__Study material__
####

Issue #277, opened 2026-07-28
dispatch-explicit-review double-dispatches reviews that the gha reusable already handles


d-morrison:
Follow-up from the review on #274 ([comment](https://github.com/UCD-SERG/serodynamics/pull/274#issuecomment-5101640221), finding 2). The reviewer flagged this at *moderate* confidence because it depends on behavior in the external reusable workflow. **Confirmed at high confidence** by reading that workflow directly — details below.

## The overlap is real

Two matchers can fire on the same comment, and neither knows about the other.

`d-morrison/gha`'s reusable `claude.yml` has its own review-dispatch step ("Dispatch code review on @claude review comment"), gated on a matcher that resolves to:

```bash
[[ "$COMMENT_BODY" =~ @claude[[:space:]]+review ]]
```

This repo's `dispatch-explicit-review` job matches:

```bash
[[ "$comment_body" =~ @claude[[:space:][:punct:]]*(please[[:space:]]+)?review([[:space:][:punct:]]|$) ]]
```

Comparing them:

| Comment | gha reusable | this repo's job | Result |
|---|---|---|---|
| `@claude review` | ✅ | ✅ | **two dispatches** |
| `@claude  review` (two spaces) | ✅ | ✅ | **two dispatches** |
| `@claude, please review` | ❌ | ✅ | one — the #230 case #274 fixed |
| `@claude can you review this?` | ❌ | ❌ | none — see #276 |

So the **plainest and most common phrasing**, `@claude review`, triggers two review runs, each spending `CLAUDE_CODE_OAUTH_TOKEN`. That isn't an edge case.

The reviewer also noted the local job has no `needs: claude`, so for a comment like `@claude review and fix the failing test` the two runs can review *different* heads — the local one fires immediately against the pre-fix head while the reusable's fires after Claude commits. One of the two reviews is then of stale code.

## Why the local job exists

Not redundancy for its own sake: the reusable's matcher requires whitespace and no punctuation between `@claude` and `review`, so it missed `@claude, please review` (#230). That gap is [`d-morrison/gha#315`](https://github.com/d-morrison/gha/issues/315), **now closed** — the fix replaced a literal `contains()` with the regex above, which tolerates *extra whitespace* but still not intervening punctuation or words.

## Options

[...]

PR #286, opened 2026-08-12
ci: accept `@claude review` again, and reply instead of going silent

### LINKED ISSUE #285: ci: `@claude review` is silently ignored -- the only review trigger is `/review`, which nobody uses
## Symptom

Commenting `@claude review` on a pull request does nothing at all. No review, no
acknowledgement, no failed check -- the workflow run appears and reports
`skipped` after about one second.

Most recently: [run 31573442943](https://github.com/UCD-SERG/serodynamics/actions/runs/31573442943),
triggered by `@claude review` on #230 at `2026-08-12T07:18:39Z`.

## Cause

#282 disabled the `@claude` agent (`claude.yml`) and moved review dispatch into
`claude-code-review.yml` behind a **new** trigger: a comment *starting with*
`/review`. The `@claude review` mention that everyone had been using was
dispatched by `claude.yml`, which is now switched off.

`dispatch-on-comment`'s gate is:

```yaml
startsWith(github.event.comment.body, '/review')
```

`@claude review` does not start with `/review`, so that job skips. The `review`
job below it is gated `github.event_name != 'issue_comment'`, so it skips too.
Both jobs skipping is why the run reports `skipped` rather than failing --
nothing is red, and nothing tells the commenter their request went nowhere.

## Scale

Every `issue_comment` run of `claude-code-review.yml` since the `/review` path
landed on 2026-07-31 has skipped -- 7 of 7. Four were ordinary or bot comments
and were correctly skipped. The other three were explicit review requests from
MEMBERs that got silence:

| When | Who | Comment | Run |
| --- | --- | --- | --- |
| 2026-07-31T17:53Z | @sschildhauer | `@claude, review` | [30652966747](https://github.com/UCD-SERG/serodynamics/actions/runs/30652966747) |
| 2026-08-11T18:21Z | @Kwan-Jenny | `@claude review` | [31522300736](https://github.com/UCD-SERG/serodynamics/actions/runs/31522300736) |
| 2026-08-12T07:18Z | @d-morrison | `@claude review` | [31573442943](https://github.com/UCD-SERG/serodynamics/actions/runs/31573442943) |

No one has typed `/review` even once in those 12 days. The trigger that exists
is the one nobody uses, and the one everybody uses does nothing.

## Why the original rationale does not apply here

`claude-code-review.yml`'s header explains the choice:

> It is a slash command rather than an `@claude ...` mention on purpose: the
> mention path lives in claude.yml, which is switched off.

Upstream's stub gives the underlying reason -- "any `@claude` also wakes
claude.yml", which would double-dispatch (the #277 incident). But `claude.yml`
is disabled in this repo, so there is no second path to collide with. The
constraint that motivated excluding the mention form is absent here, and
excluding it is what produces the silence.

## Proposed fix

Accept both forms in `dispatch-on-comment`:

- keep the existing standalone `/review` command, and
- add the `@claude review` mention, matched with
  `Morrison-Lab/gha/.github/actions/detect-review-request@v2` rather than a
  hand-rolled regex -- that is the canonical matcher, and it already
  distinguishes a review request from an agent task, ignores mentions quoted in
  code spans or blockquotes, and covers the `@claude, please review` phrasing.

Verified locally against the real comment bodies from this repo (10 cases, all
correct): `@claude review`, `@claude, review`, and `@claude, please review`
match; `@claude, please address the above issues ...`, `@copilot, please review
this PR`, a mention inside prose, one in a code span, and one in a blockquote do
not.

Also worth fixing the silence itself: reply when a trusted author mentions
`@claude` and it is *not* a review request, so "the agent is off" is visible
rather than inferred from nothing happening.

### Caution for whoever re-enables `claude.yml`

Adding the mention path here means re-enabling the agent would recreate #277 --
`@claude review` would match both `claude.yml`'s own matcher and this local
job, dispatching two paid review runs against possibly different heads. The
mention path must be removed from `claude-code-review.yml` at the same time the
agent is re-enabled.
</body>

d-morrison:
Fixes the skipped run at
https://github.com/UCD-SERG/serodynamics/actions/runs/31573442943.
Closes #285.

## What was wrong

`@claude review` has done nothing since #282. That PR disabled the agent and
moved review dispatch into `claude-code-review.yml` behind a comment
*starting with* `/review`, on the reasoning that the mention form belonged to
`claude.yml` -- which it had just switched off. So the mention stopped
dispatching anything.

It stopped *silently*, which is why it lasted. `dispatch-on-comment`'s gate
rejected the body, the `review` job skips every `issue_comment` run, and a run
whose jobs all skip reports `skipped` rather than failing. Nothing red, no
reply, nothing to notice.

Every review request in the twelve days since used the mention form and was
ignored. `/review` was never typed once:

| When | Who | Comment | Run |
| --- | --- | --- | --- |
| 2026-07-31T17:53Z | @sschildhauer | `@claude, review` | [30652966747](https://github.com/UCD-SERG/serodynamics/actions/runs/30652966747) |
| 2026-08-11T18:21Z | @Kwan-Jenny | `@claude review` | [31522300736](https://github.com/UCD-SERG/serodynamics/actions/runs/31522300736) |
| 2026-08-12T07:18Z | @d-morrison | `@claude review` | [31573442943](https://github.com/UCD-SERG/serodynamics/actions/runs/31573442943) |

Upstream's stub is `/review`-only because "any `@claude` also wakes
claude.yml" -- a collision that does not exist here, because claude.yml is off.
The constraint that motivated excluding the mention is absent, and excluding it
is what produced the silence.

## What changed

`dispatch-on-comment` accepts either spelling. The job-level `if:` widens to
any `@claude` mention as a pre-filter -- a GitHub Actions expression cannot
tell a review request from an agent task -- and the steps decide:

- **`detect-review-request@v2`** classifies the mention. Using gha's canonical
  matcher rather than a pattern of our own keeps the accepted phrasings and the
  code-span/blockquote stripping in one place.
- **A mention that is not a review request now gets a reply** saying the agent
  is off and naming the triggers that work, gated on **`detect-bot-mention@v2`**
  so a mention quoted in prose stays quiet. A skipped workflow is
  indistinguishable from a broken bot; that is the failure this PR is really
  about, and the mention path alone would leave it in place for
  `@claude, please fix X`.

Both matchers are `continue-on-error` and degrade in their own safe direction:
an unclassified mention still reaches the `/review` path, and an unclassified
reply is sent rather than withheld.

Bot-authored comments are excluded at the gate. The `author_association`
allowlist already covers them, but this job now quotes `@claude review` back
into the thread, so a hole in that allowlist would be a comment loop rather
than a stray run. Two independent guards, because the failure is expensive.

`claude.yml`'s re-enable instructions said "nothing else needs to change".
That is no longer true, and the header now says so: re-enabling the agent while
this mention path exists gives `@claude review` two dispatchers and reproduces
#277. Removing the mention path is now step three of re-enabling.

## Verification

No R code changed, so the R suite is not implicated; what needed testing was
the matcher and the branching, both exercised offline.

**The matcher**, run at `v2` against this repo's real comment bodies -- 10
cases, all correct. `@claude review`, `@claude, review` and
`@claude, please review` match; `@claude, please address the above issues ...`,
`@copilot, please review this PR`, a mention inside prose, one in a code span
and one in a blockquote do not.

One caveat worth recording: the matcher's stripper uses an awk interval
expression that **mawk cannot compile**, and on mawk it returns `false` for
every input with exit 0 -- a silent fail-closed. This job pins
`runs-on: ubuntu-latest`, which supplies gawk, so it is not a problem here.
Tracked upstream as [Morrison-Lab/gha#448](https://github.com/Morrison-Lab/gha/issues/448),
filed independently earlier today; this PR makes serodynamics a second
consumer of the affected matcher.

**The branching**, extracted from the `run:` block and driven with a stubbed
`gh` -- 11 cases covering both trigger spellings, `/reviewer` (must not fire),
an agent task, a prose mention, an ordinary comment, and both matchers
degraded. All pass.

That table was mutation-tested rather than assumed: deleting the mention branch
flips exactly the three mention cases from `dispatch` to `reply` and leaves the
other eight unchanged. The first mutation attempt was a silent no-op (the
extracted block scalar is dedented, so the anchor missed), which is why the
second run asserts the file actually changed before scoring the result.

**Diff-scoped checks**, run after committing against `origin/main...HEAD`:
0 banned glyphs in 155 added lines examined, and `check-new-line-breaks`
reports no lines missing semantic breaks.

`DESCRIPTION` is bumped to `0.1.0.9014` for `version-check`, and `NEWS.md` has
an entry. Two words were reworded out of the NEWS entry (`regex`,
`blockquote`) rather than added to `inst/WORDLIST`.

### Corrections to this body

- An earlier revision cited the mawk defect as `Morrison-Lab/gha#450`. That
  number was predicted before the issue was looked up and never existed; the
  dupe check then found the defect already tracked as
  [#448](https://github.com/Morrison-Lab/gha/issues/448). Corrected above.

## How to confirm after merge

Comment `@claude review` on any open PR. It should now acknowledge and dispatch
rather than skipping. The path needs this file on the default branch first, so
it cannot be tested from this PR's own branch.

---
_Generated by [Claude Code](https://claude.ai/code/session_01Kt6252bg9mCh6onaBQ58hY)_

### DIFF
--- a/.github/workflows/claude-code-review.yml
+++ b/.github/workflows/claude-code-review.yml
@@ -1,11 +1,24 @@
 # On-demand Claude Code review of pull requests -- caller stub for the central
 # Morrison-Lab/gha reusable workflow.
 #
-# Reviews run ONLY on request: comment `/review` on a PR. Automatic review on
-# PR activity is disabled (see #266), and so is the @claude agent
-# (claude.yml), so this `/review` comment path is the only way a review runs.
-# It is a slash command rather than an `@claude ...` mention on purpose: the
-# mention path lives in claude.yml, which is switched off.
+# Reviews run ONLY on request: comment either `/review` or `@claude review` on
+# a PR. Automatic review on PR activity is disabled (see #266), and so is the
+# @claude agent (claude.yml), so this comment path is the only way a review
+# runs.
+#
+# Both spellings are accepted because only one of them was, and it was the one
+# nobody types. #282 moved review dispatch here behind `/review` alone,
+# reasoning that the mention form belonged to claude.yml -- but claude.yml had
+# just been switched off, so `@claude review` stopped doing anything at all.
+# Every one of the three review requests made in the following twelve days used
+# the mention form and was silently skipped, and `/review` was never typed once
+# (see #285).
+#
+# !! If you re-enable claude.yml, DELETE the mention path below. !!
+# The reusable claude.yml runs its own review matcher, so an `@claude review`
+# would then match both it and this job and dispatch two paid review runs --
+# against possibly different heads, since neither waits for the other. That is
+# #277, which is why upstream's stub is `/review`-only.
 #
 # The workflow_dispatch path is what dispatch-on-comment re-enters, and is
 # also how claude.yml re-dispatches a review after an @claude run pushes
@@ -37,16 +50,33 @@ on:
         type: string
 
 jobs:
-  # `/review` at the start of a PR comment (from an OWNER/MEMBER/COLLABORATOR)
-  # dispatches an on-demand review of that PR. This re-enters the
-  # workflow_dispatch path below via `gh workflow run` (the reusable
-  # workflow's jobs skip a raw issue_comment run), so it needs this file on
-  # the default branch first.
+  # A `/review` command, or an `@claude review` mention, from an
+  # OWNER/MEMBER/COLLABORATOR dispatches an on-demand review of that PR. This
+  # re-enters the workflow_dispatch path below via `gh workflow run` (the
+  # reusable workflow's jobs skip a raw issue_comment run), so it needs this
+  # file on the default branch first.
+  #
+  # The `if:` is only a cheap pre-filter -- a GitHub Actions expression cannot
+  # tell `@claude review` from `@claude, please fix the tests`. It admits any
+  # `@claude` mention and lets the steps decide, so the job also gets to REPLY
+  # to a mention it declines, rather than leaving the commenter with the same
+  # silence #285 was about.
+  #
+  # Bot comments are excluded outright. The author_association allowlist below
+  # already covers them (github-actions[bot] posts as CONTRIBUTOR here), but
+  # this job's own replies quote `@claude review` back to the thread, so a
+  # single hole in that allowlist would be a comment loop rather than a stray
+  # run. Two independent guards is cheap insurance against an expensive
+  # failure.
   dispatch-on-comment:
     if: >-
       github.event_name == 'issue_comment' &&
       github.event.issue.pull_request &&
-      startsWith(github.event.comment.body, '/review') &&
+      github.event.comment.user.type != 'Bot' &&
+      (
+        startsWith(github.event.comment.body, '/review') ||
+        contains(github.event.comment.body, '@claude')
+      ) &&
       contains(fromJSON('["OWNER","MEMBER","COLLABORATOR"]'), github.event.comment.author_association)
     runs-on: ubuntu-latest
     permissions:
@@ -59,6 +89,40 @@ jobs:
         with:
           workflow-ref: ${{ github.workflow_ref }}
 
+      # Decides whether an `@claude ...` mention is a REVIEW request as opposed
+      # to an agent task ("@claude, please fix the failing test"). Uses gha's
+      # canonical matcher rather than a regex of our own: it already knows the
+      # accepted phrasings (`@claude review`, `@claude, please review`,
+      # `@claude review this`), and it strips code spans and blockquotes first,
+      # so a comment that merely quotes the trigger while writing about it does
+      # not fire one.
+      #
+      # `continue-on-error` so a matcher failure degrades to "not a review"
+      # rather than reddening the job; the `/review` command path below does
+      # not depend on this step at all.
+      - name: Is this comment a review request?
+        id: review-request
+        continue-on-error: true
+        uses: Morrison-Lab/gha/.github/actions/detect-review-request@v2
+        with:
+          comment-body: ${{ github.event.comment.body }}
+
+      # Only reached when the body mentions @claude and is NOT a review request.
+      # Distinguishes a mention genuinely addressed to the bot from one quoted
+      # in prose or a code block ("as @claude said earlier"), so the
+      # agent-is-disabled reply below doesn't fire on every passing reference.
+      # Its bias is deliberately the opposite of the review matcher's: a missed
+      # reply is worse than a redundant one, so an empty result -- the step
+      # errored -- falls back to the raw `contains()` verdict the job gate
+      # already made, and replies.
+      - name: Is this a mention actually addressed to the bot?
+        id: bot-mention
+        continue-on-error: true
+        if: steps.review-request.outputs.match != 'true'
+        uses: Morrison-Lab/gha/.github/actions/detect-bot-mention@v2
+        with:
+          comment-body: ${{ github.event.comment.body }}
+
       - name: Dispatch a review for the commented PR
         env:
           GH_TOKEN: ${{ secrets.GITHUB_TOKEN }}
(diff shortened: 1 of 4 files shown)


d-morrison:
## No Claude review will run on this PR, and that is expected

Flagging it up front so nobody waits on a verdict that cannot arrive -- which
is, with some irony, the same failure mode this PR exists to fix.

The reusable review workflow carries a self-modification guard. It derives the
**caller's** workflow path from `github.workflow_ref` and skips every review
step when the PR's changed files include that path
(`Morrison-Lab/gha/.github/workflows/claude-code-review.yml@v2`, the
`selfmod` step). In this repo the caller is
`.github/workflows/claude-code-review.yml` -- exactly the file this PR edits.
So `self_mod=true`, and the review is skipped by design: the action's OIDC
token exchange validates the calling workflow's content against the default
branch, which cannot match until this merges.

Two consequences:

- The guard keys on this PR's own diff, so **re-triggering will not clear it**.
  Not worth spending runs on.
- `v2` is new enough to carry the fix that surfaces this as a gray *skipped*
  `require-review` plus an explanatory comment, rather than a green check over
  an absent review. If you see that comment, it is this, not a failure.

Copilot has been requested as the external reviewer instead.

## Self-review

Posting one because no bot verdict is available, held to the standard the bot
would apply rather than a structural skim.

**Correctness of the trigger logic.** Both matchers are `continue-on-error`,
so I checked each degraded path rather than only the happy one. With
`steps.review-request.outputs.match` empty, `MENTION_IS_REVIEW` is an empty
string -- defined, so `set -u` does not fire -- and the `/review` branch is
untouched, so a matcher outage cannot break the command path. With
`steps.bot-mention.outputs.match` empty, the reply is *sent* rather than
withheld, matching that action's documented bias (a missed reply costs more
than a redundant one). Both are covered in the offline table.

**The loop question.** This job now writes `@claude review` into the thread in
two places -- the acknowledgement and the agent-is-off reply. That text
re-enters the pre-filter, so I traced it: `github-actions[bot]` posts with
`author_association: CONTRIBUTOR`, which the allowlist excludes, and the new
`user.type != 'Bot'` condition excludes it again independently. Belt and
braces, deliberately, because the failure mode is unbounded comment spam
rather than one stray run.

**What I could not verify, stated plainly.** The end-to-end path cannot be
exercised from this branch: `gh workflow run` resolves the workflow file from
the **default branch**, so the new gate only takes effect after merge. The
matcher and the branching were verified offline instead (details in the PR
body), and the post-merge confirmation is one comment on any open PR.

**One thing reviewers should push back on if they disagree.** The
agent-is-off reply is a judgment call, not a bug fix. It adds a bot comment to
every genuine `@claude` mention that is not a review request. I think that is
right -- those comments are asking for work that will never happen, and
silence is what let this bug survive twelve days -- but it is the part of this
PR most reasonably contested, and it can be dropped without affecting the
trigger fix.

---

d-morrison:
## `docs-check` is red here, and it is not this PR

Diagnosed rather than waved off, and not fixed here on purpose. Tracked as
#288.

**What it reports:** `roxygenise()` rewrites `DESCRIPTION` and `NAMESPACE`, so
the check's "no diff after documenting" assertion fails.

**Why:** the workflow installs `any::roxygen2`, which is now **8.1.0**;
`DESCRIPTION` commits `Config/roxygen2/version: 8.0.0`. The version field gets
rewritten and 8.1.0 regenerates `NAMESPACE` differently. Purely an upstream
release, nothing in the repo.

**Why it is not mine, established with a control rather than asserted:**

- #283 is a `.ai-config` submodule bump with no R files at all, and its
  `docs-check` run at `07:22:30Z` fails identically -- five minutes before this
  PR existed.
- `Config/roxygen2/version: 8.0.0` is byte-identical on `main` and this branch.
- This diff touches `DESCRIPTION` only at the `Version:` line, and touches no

####

__Activity__
For the string "defect", go through the entries above and copy each line where it occurs.

__Response to this exercise__
- An earlier revision cited the mawk defect as `Morrison-Lab/gha#450`. That
  dupe check then found the defect already tracked as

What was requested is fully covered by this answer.